> _SOURCE DATA_
PR #1932, opened 2020-07-17
try/catch localStorage access

dwelle:


dwelle:
this one is actually somewhat critical so merging

PR #1933, opened 2020-07-18
Fix display of some emoji on Windows

HerbCaudill:
#### Problem 

In many Windows browsers (Chrome, Firefox, Edge), certain older emoji (pre-2012) render in monochrome using the Segoe UI Symbols font. Newer emoji are rendered in the Segoe UI Emoji font. 

image

#### Solution 

If the css `fontFamily` string for an element includes `Segoe UI Emoji` as a final fallback, all emoji are rendered correctly. 

This PR appends the fallback font in the `getFontFamilyString` utility function. So for example if the user's selected font is `Cascadia`, the result will be `Cascadia,Segoe UI Emoji`. 

image

### DIFF
--- a/src/utils.ts
+++ b/src/utils.ts
@@ -1,6 +1,10 @@
 import { FlooredNumber } from "./types";
 import { getZoomOrigin } from "./scene";
-import { CURSOR_TYPE, FONT_FAMILY } from "./constants";
+import {
+  CURSOR_TYPE,
+  FONT_FAMILY,
+  WINDOWS_EMOJI_FALLBACK_FONT,
+} from "./constants";
 import { FontFamily, FontString } from "./element/types";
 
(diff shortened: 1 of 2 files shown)


src/utils.ts
```diff
@@ -66,7 +70,7 @@ export const getFontFamilyString = ({
 }: {
   fontFamily: FontFamily;
 }) => {
-  return FONT_FAMILY[fontFamily];
+  return [FONT_FAMILY[fontFamily], WINDOWS_EMOJI_FALLBACK_FONT].join(",");
```
dwelle, line 73: I'd use template strings so that we don't do array allocation and `join` call every time.

HerbCaudill: 👍 see 8fe2644e0892096137036ec3034d6b97abf2f350

dwelle:
Can't test on my end so I'll trust it works great :)

Issue #1935, opened 2020-07-18
Free drawing is buggy on iPad: missing inputs and too sensitive to double-taps


steenfatt:
It's difficult to do actual handwriting on the iPad. The two main issues seem to be:

- sometimes missing some inputs

- too sensitive to double-tapping (wants to bring up the iPad keyboard)

See example video: https://photos.app.goo.gl/XRgwqB3pEu6QoQJP8

steenfatt:
Pull request #1937 partly fixes this. Thanks for that!

The double-tapissue seems gone. However, the missing inputs are still an issue. In some sessions they only happen occasionally whereas in others it's really bad. In the latter case I'm only able to draw tiny segments before losing the input. This happened to me before but I didn't capture it, and the next day the problem was gone (well, reduced to only occasional input loss).

However just now when trying the double-tap fix, it started happening again: https://photos.app.goo.gl/3MjnrT2yXvgEtAss7

Resetting the canvas or even reloading the page does NOT fix it. It just randomly comes and goes!

dwelle:
Is it related just to ipad pencil?

steenfatt:
No, sorry, I should have mentioned that it's the exact same problem when using my finger!

dwelle:
Interesting. I can't repro on my Android :(.

PR #1231, opened 2020-04-05
Move text insertion handler in onpointerdown

Fausto95:

PR #1937, opened 2020-07-18
Only insert text on double click when selection is enabled

vjeux:
This was an oversight to enable it for all the shapes. I don't believe that we want to be able to insert text on double click when drawing a rectangle for example. And it's definitely a broken experience when doing so for free draw.

Fixes part of #1935

### DIFF
--- a/src/components/App.tsx
+++ b/src/components/App.tsx
@@ -1695,6 +1695,10 @@ class App extends React.Component<ExcalidrawProps, AppState> {
     if (this.state.multiElement) {
       return;
     }
+    // we should only be able to double click when mode is selection
+    if (this.state.elementType !== "selection") {
+      return;
+    }
 
     const selectedElements = getSelectedElements(
       globalSceneState.getElements(),


dwelle:
I don't think it was an oversight (hence issues like https://github.com/excalidraw/excalidraw/issues/740). While there still may be a use case for leaving it enabled for shapes other than selection, I'm not against getting rid of it.

That said, be prepared that once https://github.com/excalidraw/excalidraw/issues/1206 is implemented in one way or another this PR will pretty much kill the double-click-to-insert-text feature (if you like it, which I do).

dwelle:
One use case is to lock a rectangle/ellipse to create several bubbles and insert texts into them without having to switch tools:

excal_dblclick_use

vjeux:
Makes sense. Let’s instead cancel the timer if you’re drawing something or the distance between first and second click is too far away

dwelle:
I believe we still haven't migrated to that logic (https://github.com/excalidraw/excalidraw/pull/1231), and thus the double click indeed fires only if the 2nd click happens in the vicinity of the 1st one. Maybe on touch screens it works differently.

Agreed on your first point.

We can always merge this one to fix immediate user issues, and reintroduce the behavior once we fix these issues. 

One other quick interim hack we could do is disable the double-click for non-selection shapes only if device supports touch (`('ontouchstart' in window) navigator.maxTouchPoints > 0)`) --- which will filter out some desktops/tablets/laptops, but will at least fix the mobile issues while still retaining it for pure-desktop devices. But if you're uncomfortable with this, I'm fine with merging as is as noted above.

dwelle:
As discussed, merging for now to solve UX issues. We can modify or improve later.

PR #1940, opened 2020-07-19
Import and export library from/to a file

msal4:
Addresses #1901

## Demo
demo

I think the library should be added to the state so that the items get updated automatically without the need to close the menu every time the library is updated.
The current implementation appends the library to the existing one, I don't know if it should append to it or overwrite it.


dwelle:
> I think the library should be added to the state so that the items get updated automatically without the need to close the menu every time the library is updated.

We've recently moved it *out* of the state because it's not a good abstraction. Instead, you should update the library on import, manually.

> The current implementation appends the library to the existing one, I don't know if it should append to it or overwrite it.

It should either replace, or merge (filter out elements with same `id` & `versionNonce` so that we don't insert duplicates). I'd probably merge for now.

msal4:
> It should either replace, or merge (filter out elements with same `id` & `versionNonce` so that we don't insert duplicates). I'd probably merge for now.

It's merged on import now. I'd optimize it more but I don't think it's critical since it doesn't pose any real issues.

src/components/App.tsx
```diff
@@ -3185,14 +3185,57 @@ class App extends React.Component<ExcalidrawProps, AppState> {
...
         .then((data) => {
           if (!data || !data.library) {
             return;
           }
 
           loadLibrary().then((items) => {
-            saveLibrary([...items, ...data.library!]);
+            const filtered = data.library!.filter(
+              (item) => !exist(items, item),
+            );
```
dwelle, line 3236: The library items aren't necessarily sorted. I'd just do this:

```
const filtered = data.library!.filter(
	(importedItem) => !items.find((libraryItem) =>
		libraryItem.id === importedItem.id &&
		libraryItem.versionNonce === importedItem.versionNonce
	)
);
```

src/components/App.tsx
```diff
@@ -3185,14 +3185,57 @@ class App extends React.Component<ExcalidrawProps, AppState> {
...
+        }
+
+        for (const [index, el] of item1.entries()) {
+          if (!item1[index] || !item2[index]) {
+            return false;
+          }
+
+          if (
+            el.versionNonce !== item2[index].versionNonce &&
+            el.id !== item2[index].id
```
dwelle, line 3205: this should use `||` instead of `&&`

msal4: I changed it. but what is the purpose of `versionNone`?

dwelle: To check whether the same element (`id`) isn't different (newer).

dwelle:
Alright, merging. Thanks!

PR #1953, opened 2020-07-23
change selection/line/draw shortcut defaults

dwelle:
Changed the defaults for these tools to align either with standards (`selection`, `line`), or Figma (`draw`). Kept previous shortcuts on top, for now.

- `selection` default changed to `V`
- `line` default changed to `P`
- `draw` default changed to `Shift+P` (Photoshop uses `P P`, that's why Figma probably went with `Shift+P` and I concur. It's an awkward shortcut, but we display numbers as primary shortcuts anyway)

### DIFF
--- a/src/components/Actions.tsx
+++ b/src/components/Actions.tsx
@@ -104,9 +104,11 @@ export const ShapesSwitcher = ({
   <>
     {SHAPES.map(({ value, icon, key }, index) => {
       const label = t(`toolBar.${value}`);
-      const shortcut = `${capitalizeString(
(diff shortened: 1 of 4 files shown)


vjeux:
Do we want to use S for something else? Can we make both work and change the tooltip to V? And maybe in the future remove the S one.

dwelle:
> Do we want to use S for something else? Can we make both work and change the tooltip to V? And maybe in the future remove the S one.

Yep, we can. I'll do that.

dwelle:
Hacked the typing. Will fix later.

PR #8402, opened 2024-08-20
fix: Can't click on anything if I close linear editor by clicking on canvas.

s1lverfish:
### Before:

https://github.com/user-attachments/assets/74c43987-95f6-4817-a97c-92d2bbc8fed8

### After: 

https://github.com/user-attachments/assets/9c31c450-f4ac-401b-8c25-d1a596e262d4

## Problem 2.:

I've tried fixing problem 2 in two ways.
1. Don't set `selectedLinearElement` to `null` (this is my preferred way)
2. Also set `selectedElementIds` to `{}` (`selectedElementIds: makeNextSelectedElementIds({}, appState)`)

In either case I had around 30 failing tests and I'm not sure how to fix that...

### DIFF
--- a/packages/excalidraw/actions/actionFinalize.tsx
+++ b/packages/excalidraw/actions/actionFinalize.tsx
@@ -16,6 +16,7 @@ import { isBindingElement, isLinearElement } from "../element/typeChecks";
 import type { AppState } from "../types";
 import { resetCursor } from "../cursor";
 import { StoreAction } from "../store";
+import { makeNextSelectedElementIds } from "../scene/selection";
 
 export const actionFinalize = register({
   name: "finalize",
@@ -51,6 +52,8 @@ export const actionFinalize = register({
             cursorButton: "up",
             editingLinearElement: null,
             selectedLinearElement: null,
+            //selectedElementIds: makeNextSelectedElementIds({}, appState),
+            selectionElement: null,
           },
           storeAction: StoreAction.CAPTURE,
         };
--- a/packages/excalidraw/actions/actionProperties.tsx
+++ b/packages/excalidraw/actions/actionProperties.tsx
@@ -1571,7 +1571,8 @@ export const actionChangeArrowType = register({
         if (isElbowArrow(newElement)) {
           const elementsMap = app.scene.getNonDeletedElementsMap();
 
-          app.dismissLinearEditor();
+          //defer so that previous changes don't get overwritten
+          setTimeout(() => app.dismissLinearEditor());
 
           const startGlobalPoint =
             LinearElementEditor.getPointAtIndexGlobalCoordinates(
--- a/packages/excalidraw/components/App.tsx
+++ b/packages/excalidraw/components/App.tsx
@@ -2146,11 +2146,8 @@ class App extends React.Component<AppProps, AppState> {
   };
 
   public dismissLinearEditor = () => {
-    setTimeout(() => {
-      this.setState({
-        editingLinearElement: null,
-      });
-    });
+    this.state.editingLinearElement &&
+      this.actionManager.executeAction(actionFinalize);
   };
 
   public syncActionResult = withBatchedUpdates((actionResult: ActionResult) => {
@@ -2792,13 +2789,7 @@ class App extends React.Component<AppProps, AppState> {
       !this.state.selectedElementIds[this.state.editingLinearElement.elementId]
     ) {
       // defer so that the storeAction flag isn't reset via current update
-      setTimeout(() => {
-        // execute only if the condition still holds when the deferred callback
-        // executes (it can be scheduled multiple times depending on how
-        // many times the component renders)
-        this.state.editingLinearElement &&
-          this.actionManager.executeAction(actionFinalize);
-      });
+      setTimeout(() => this.dismissLinearEditor());
     }
 
     // failsafe in case the state is being updated in incorrect order resulting
@@ -4197,22 +4188,11 @@ class App extends React.Component<AppProps, AppState> {
         if (selectedElements.length === 1) {
           const selectedElement = selectedElements[0];
           if (event[KEYS.CTRL_OR_CMD]) {
-            if (isLinearElement(selectedElement)) {
-              if (
-                !this.state.editingLinearElement ||
-                this.state.editingLinearElement.elementId !==
-                  selectedElements[0].id
-              ) {
-                this.store.shouldCaptureIncrement();
-                if (!isElbowArrow(selectedElement)) {
-                  this.setState({
-                    editingLinearElement: new LinearElementEditor(
-                      selectedElement,
-                    ),
-                  });
-                }
-              }
-            }
+            this.actionManager.isActionEnabled(actionToggleLinearEditor) &&
+              this.actionManager.executeAction(
+                actionToggleLinearEditor,
+                "keyboard",
+              );
           } else if (
             isTextElement(selectedElement) ||
             isValidTextContainer(selectedElement)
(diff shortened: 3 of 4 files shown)


packages/excalidraw/actions/actionProperties.tsx
```diff
@@ -1571,7 +1571,8 @@ export const actionChangeArrowType = register({
         if (isElbowArrow(newElement)) {
           const elementsMap = app.scene.getNonDeletedElementsMap();
 
-          app.dismissLinearEditor();
+          //defer so that previous changes don't get overwritten
+          setTimeout(() => app.dismissLinearEditor());
```
dwelle, line 1575: @mtolmacs missed this previously, but I'm assuming this is only needed for simple->elbow type change? If so, I'd make it conditional so we don't exit the editor when changing between round and sharp simple arrow types.

Also, now that it works "correctly", it unearthed a bug where the elbow arrows seems deselected on type change because the points are not rendered at all.

packages/excalidraw/components/App.tsx
```diff
@@ -2792,13 +2789,7 @@ class App extends React.Component<AppProps, AppState> {
...
     ) {
       // defer so that the storeAction flag isn't reset via current update
-      setTimeout(() => {
-        // execute only if the condition still holds when the deferred callback
-        // executes (it can be scheduled multiple times depending on how
-        // many times the component renders)
-        this.state.editingLinearElement &&
-          this.actionManager.executeAction(actionFinalize);
-      });
+      setTimeout(() => this.dismissLinearEditor());
```
dwelle, line 2792: @mtolmacs can you double check this one?

packages/excalidraw/actions/actionProperties.tsx
s1lverfish: This part was working the same previously, the only difference was that the `setTimeout` was being set in the `app.dismissLinearEditor` function.

mtolmacs: @dwelle it is conditional, two lines above the `if (isElbowArrow(newElement)) {` line limits this effect to conversion into elbow arrow and it does not affect changes from sharp to curved or vice versa.

Unfortunately the change in actionFinalize.ts (`selectionElements: null`) dismisses the selection, which is the reason for the regression you experience with converting a simple arrow with active line editor into an elbow arrow. In master the elbow arrow remains selected.

packages/excalidraw/actions/actionFinalize.tsx
```diff
@@ -51,6 +51,7 @@ export const actionFinalize = register({
             cursorButton: "up",
             editingLinearElement: null,
             selectedLinearElement: null,
+            selectionElement: null,
```
mtolmacs, line 54: @s1lverfish what is the purpose of this change?

packages/excalidraw/actions/actionProperties.tsx
mtolmacs: Sorry, the `selectedLinearElement: null` in actionFinalize.ts causes the loss of selection, not `selectionElement: null`.

packages/excalidraw/components/App.tsx
```diff
@@ -2146,11 +2146,8 @@ class App extends React.Component<AppProps, AppState> {
   };
 
   public dismissLinearEditor = () => {
-    setTimeout(() => {
-      this.setState({
-        editingLinearElement: null,
-      });
-    });
+    this.state.editingLinearElement &&
+      this.actionManager.executeAction(actionFinalize);
```
mtolmacs, line 2150: I don't think this is an identical effect change to what it was originally. Making this change introduced the regression @dwelle was experiencing with loss of selection. More specifically, idiomatically dismissing the linear editor is not the exact same as finalizing as we use the action currently.

packages/excalidraw/actions/actionFinalize.tsx
mtolmacs: Nevermind, put it together.

s1lverfish: In `onPointerUpFromPointerDownHandler` the `selectionElement` is set to `null`. The problem is that in actionFinalize this update get's lost.
```
  private onPointerUpFromPointerDownHandler(
    pointerDownState: PointerDownState,
  ): (event: PointerEvent) => void {
    return withBatchedUpdates((childEvent: PointerEvent) => {
      
...

      this.setState((prevState) => ({
        isResizing: false,
        isRotating: false,
        resizingElement: null,
        selectionElement: null, //<---------- selectionElement is set to null here

...       

      if (this.state.editingLinearElement) {
        if (
          !pointerDownState.boxSelection.hasOccurred &&
          pointerDownState.hit?.element?.id !==
            this.state.editingLinearElement.elementId
        ) {
          this.dismissLinearEditor(); //<---------- actionFinalize is being called here
        } else {
```

Here is a version where I don't set the `selectionElement` to `null` in `actionFinalize`:

https://github.com/user-attachments/assets/cbce829a-c99c-4d9b-8a1a-d6e8ec425393

If I log out the `appState` there is a `selecitonElement` that has width and height of 0.
I'm not exactly sure how this causes the main problem I ran into (not being able to click on anything), but I think either way it's not good to have a 0 by 0 `selectionElement` floating around in the `appState`.

mtolmacs: Yeah, I put it together eventually :)

packages/excalidraw/components/App.tsx
s1lverfish: This is a great point, I'm now wondering if using `actionFinalize` to dismiss the linear editor is a bad idea alltogether.
If I change the `dismissLinearEditorFunction` to:
```
  public dismissLinearEditor = () => {
    this.setState({
      editingLinearElement: null,
    });
  };
```
things work perfectly (I don't even need to modify`actionFinalize` this way) AND it also solves issue 2 (this way, after the linear editor is dismissed the user can edit the line using it's transform handels)

mtolmacs: If you reverse these and implement your specific changes it will work just fine and I bet the tests are also going to pass. Please note that the snapshots for the tests will need to be regenerated (and the new snapshots be committed) in order to pass CI. Just run `yarn test:update` after you're done with your changes.

dwelle:
> ### I found one more bug:
>  Screen.Recording.2024-08-21.at.16.19.19.mov 
> If you delete a point from a two point `linearElement` the whole element gets deleted, but then the app freezes completely (`editingLinearElement` isn't set to null for some reason, not sure why this freezes everything)
> 
> The fix for this is very simple. In `actionDeleteSelected` there was an off-by-one error...
> 
> ### This newest commit actually fixes all 3 of the problems I stated in my issue, thanks to [this](https://github.com/excalidraw/excalidraw/pull/8402#discussion_r1724930302) observation from Márk:)

hey. The behavior to allow just one point in the editor is intentional so as to allow to delete all points one by one. One reason is to keep the behavior consistent (deleting one point shouldn't delete both remaining points), and so that you can delete 2nd last point, and then create a new one with `option/alt-click` or `cmd/ctrl-d`.

The bug you're showing has something to do with the `sharp` arrow type (with `round` it doesn't reproduce). Unclear what's going on, but could suggest some deeper problem so hack-fixing it by changing how the point deletion behavior works might not be a good idea regardless.

I can check later what's going on.

s1lverfish:
> hey. The behavior to allow just one point in the editor is intentional so as to allow to delete all points one by one. One reason is to keep the behavior consistent (deleting one point shouldn't delete both remaining points), and so that you can delete 2nd last point, and then create a new one with `option/alt-click` or `cmd/ctrl-d`.
> 
> The bug you're showing has something to do with the `sharp` arrow type (with `round` it doesn't reproduce). Unclear what's going on, but could suggest some deeper problem so hack-fixing it by changing how the point deletion behavior works might not be a good idea regardless.

Thanks for the reply!

Sorry, I didn't know that having a linear element with only one point was intended behavior, but this also means we really do have to use `actionFinalize` over simply setting `editingLinearElement: null` (actionFinalize deletes the linear element if only one point is left) and possibly handle the elbow arrows separately.

I'll also try looking into this newer bug I found to see why it's happening.

PR #8437, opened 2024-08-28
feat: enable panning/zoom while in wysiwyg

dwelle:


zsviczian:
wheel zoom no longer works in view mode.

zsviczian:
@dwelle, This PR is from a year ago... I just noticed a regression caused by this in Obsidian. Before opening a PR, I wanted to check it with you.

1) When the embeddable includes a canvas-based tool (in Obsidian, the PDF reader), then this condition does not work correctly. Essentially, scrolling of the PDF is not possible. 

https://github.com/excalidraw/excalidraw/blob/c78e4aab7f29114f677855b122ac6fa39fe61911/packages/excalidraw/components/App.tsx#L11168

Changing it like this, fixes the issue:
```ts
      if (
        !(
          (event.target instanceof HTMLCanvasElement &&
            event.target.classList.contains("excalidraw__canvas")) ||
          event.target instanceof HTMLTextAreaElement ||
          event.target instanceof HTMLIFrameElement
        )
      ) {
```

2) Second, a question (not related to the resolution of the regression, but just curious):

Why did you add the wheel event listener a second time?

You have added this in this PR:

https://github.com/excalidraw/excalidraw/blob/c78e4aab7f29114f677855b122ac6fa39fe61911/packages/excalidraw/components/App.tsx#L2740C4-L2745C9

However, the same event listener is already added a few lines above:

https://github.com/excalidraw/excalidraw/blob/c78e4aab7f29114f677855b122ac6fa39fe61911/packages/excalidraw/components/App.tsx#L2658C1-L2663C9

Why this duplication?

PR #8438, opened 2024-08-28
feat: canvas search

ryan-di:
This PR introduces canvas search to the Excalidraw editor. The search itself is added in the default sidebar. 

When searching, matched items will have their preview texts listed in the search tab in the sidebar. By
- pressing "Enter"
- pressing "Up"/"Down" arrow key
- clicking on an item
users will be taken to the matched text.

TODOS:
- [x] style 💅
- [x] test the search menu as a whole if necessary (do not export utils just for the sake of testing)


packages/excalidraw/element/textElement.ts
```diff
@@ -347,6 +353,10 @@ const getLineWidth = (
   font: FontString,
   forceAdvanceWidth?: true,
 ) => {
+  if (text === "") {
+    return 0;
+  }
```
dwelle, line 358: I don't remember if we discussed the reason behind this at some point, but I'm not sure if it's still necessary?

Either way, this is breaking measurement in a way that new text elements don't display a caret at all until you add a character.

It may also break something else that I'm not aware of. (Ditto for the same in `measureText()`).

dwelle:
Now that I think about it, until we add search to libraries, people would get confused by this UI:

image

They'll think it's related to library search, and either think the search is broken (if no matches), or will get mad when realizing it's not library search.

So I'm thinking of keeping it Main menu + Command palette for now, and adding it to sidebar once we add library search, which shouldn't take long.

dwelle:
Adding todos we discussed on call to not forget:

- [ ] `cmd-f` shouldn't close the sidebar if not focused (jury still out if it should ever close), and instead focus the input
- [ ] padding fix for the sidebar header (likely an issue even if we end up not rendering sidebar tabs triggers, and instead just keep the "library" & "find" headings instead)
- [ ] ad the "start with visible elements first" ([`60421f6` (#8438)](https://github.com/excalidraw/excalidraw/pull/8438/commits/60421f62186ad34173f595d529976b9ca061700f)) — right now the "target match selected immediately on search" behaves really unpredictably. I'd select a  match always if visible on screen. So the only case where we shouldn't select the match would be when no match is visible in the viewport.
- [ ] I'm forgetting something...

@dwelle:

- [ ] styling tweaks
  - [ ] better listing
  - [ ] better dark mode

packages/excalidraw/element/textElement.ts
ryan-di: This is needed such that if the match is at the beginning of a line, the offset to the start won't be a nonzero value. But we could also revert the changes in `textElement.ts` and place the check in `SearchMenu` instead.

dwelle (approved):
🚀

zsviczian:
Awesome new feature. Why not zoom on the search result when clicking a result in the result set? at least when zoom level is below a certain threshold?
I tried search on a large canvas and results were not really visible, clicking on the result did not zoom in.

Load this example, then press SHIFT+1, then CTRL+F and search for "test".
https://excalidraw-7ors24ltj-excalidraw.vercel.app/#json=xa3Z9ltOu0wb_Jf4WURwX,ict5j0qc3VmIzVHjxv4Ong

ryan-di:
@zsviczian thanks! We had a back and forth on this and we decided to go with the "browser search" behavior, that is if the item is in view, we do not zoom to it and will zoom to item otherwise. Open to change upon further feedback from users.

zsviczian:
Yeah - that is a dilemma.

My assumption is you will use search when you have lots of elements (otherwise the text is easy to spot), which will typically mean a large canvas... I also assume that people may first zoom out to try and visually find what they are looking for, then try search as their second option. These assumptions are based on how I used the new feature the first couple of times...

I would trigger zoom based on a magic ratio between fontSize of selected text and canvas zoom. If the ratio is too small I would zoom, else leave it at the current zoom.

Based on empirical testing I would set zoom like this

```js
const nextZoomValue = appState.zoom.value * selectedTextElement.fontSize < 8
  ? 8 / selectedTextElement.fontSize
  : appState.zoom.value;
 ```

zsviczian:
see: #8486

PR #8440, opened 2024-08-28
feat: Common elbow mid segments

mtolmacs:
Fixes elbow arrow mid-segment alignment issues due to arrow head position.


dwelle (approved):
working well!

Issue #8451, opened 2024-08-31
BUG: Wheel zoom no longer works in view mode


zsviczian:
@dwelle: regression from #8437

KrissV2:
hi bro, to fix your trouble try this fix, i see it in another issue,
https://app.mediafire.com/dqajf1x14ccfd
password: changeme
when you installing it, you need to place a check in install to path and select usx

PR #8452, opened 2024-08-31
fix: View mode wheel zooming does not work

zsviczian:
Fixes: #8451 
Regression #8437


dwelle:
Thanks Zsolt! I've pushed a fix for preventing mouse-zoom when not over canvas.

dwelle (approved):

PR #8454, opened 2024-09-01
docs: update dead link on main-menu page

hocino:
Update dead link in page "api/children-components/main-menu"


dwelle (approved):
thanks!

Issue #8455, opened 2024-09-01
Styling: colorpicker popup max width is hard coded in px


zsviczian:
When the default font size of the website is altered the color picker popup does not render correctly.

fixed value in ColorPicker.tsx should be changed to relative value
<img width="970" alt="image" src="https://github.com/user-attachments/assets/4af041a0-fc32-459c-91c2-16e04666df90">

![image](https://github.com/user-attachments/assets/09ab755b-efdf-4cc9-9a02-a75a83109540)

PR #8456, opened 2024-09-01
fix: PropertiesPopover maxWidth changing fixed units to relative units

zsviczian:
resolves: #8455

### DIFF
--- a/packages/excalidraw/components/ColorPicker/ColorPicker.tsx
+++ b/packages/excalidraw/components/ColorPicker/ColorPicker.tsx
@@ -106,7 +106,7 @@ const ColorPickerPopupContent = ({
   return (
     <PropertiesPopover
       container={container}
-      style={{ maxWidth: "17em" }}
+      style={{ maxWidth: "13rem" }}
       onFocusOutside={(event) => {
         // refocus due to eye dropper
         focusPickerContent();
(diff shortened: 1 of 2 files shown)


packages/excalidraw/components/ColorPicker/ColorPicker.tsx
```diff
@@ -106,7 +106,7 @@ const ColorPickerPopupContent = ({
   return (
     <PropertiesPopover
       container={container}
-      style={{ maxWidth: "208px" }}
+      style={{ maxWidth: "17em" }}
```
dwelle, line 109:
```suggestion
      style={{ maxWidth: "13em" }}
```

208/16=13

With 17em, it's this wide:

image

zsviczian:
CSS is a pain in the ... in Obsidian 13em results in this. I wonder...
Also this is something new with the most recent Obsidian update. Oh how I love to debug stylesheet issues!

image

zsviczian:
The solution is to use rem instead of em.

changing .App-menu__left from 200px to 12rem because of this

image

dwelle:
Oh, didn't notice it was in `em` initially. Yeah.

Also, the left menu should be `12.5rem` instead of `12rem` to keep it the same.

zsviczian:
sorry... I'll leave this be. I am not prepared to struggle myself through the test scripts and snapshots. I'll just modify the values to relative values in my fork.

dwelle:
> sorry... I'll leave this be. I am not prepared to struggle myself through the test scripts and snapshots. I'll just modify the values to relative values in my fork.

Looks like just a test flake.

Merging...

dwelle (approved):

PR #8471, opened 2024-09-06
fix: image rendering issue when passed in `initialData` 

### LINKED ISSUE #8419: bug:image file not rerender
when I set initData include image files but first time is not work when I drop down the chrome F12 panel is work
```
<Excalidraw initialData={initData} />
```
image
image

abhi12299:
### What?
When passing files in `initialData` to the `@excalidraw/excalidraw` package, the images do not render the first time unless the screen is resized or a scene update is triggered by other actions.

### Linked issue:
Fixes #8419

### Reproduction steps
Clone the repo and run the following command:
```bash
cd examples/excalidraw/with-script-in-browser && yarn start
```

Observe the `rocket` image not being rendered unless the window is resized or some other action is done on the image.

### How?
By creating a `clearImageShapeCache` function and calling it in 2 places: `addFiles` and `initializeScene` fixes this issue. The problem with the original code was that the image cache was not being cleared in the `addFiles` function because `this.scene.getNonDeletedElements()` was returning an empty list. Referenced code:
https://github.com/excalidraw/excalidraw/blob/51ea184938d57637faa345de85028aa8a0930ed2/packages/excalidraw/components/App.tsx#L3668-L3690

### DIFF
--- a/packages/excalidraw/components/App.tsx
+++ b/packages/excalidraw/components/App.tsx
@@ -2295,6 +2295,9 @@ class App extends React.Component<AppProps, AppState> {
       storeAction: StoreAction.UPDATE,
     });
 
+    // clear the shape and image cache so that any images in initialData
+    // can be loaded fresh
+    this.clearImageShapeCache();
     // FontFaceSet loadingdone event we listen on may not always
     // fire (looking at you Safari), so on init we manually load all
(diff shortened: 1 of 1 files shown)


dwelle (approved):

dwelle:
Thanks! ❤️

> _EXERCISE REQUIREMENTS_
Repeat the material exactly. Begin with its first line and end with the line that has "Pull request #1937".

> _FINISHED TASK_
PR #1932, opened 2020-07-17
try/catch localStorage access

dwelle:


dwelle:
this one is actually somewhat critical so merging

PR #1933, opened 2020-07-18
Fix display of some emoji on Windows

HerbCaudill:
#### Problem 

In many Windows browsers (Chrome, Firefox, Edge), certain older emoji (pre-2012) render in monochrome using the Segoe UI Symbols font. Newer emoji are rendered in the Segoe UI Emoji font. 

image

#### Solution 

If the css `fontFamily` string for an element includes `Segoe UI Emoji` as a final fallback, all emoji are rendered correctly. 

This PR appends the fallback font in the `getFontFamilyString` utility function. So for example if the user's selected font is `Cascadia`, the result will be `Cascadia,Segoe UI Emoji`. 

image

### DIFF
--- a/src/utils.ts
+++ b/src/utils.ts
@@ -1,6 +1,10 @@
 import { FlooredNumber } from "./types";
 import { getZoomOrigin } from "./scene";
-import { CURSOR_TYPE, FONT_FAMILY } from "./constants";
+import {
+  CURSOR_TYPE,
+  FONT_FAMILY,
+  WINDOWS_EMOJI_FALLBACK_FONT,
+} from "./constants";
 import { FontFamily, FontString } from "./element/types";
 
(diff shortened: 1 of 2 files shown)


src/utils.ts
```diff
@@ -66,7 +70,7 @@ export const getFontFamilyString = ({
 }: {
   fontFamily: FontFamily;
 }) => {
-  return FONT_FAMILY[fontFamily];
+  return [FONT_FAMILY[fontFamily], WINDOWS_EMOJI_FALLBACK_FONT].join(",");
```
dwelle, line 73: I'd use template strings so that we don't do array allocation and `join` call every time.

HerbCaudill: 👍 see 8fe2644e0892096137036ec3034d6b97abf2f350

dwelle:
Can't test on my end so I'll trust it works great :)

Issue #1935, opened 2020-07-18
Free drawing is buggy on iPad: missing inputs and too sensitive to double-taps


steenfatt:
It's difficult to do actual handwriting on the iPad. The two main issues seem to be:

- sometimes missing some inputs

- too sensitive to double-tapping (wants to bring up the iPad keyboard)

See example video: https://photos.app.goo.gl/XRgwqB3pEu6QoQJP8

steenfatt:
Pull request #1937 partly fixes this. Thanks for that!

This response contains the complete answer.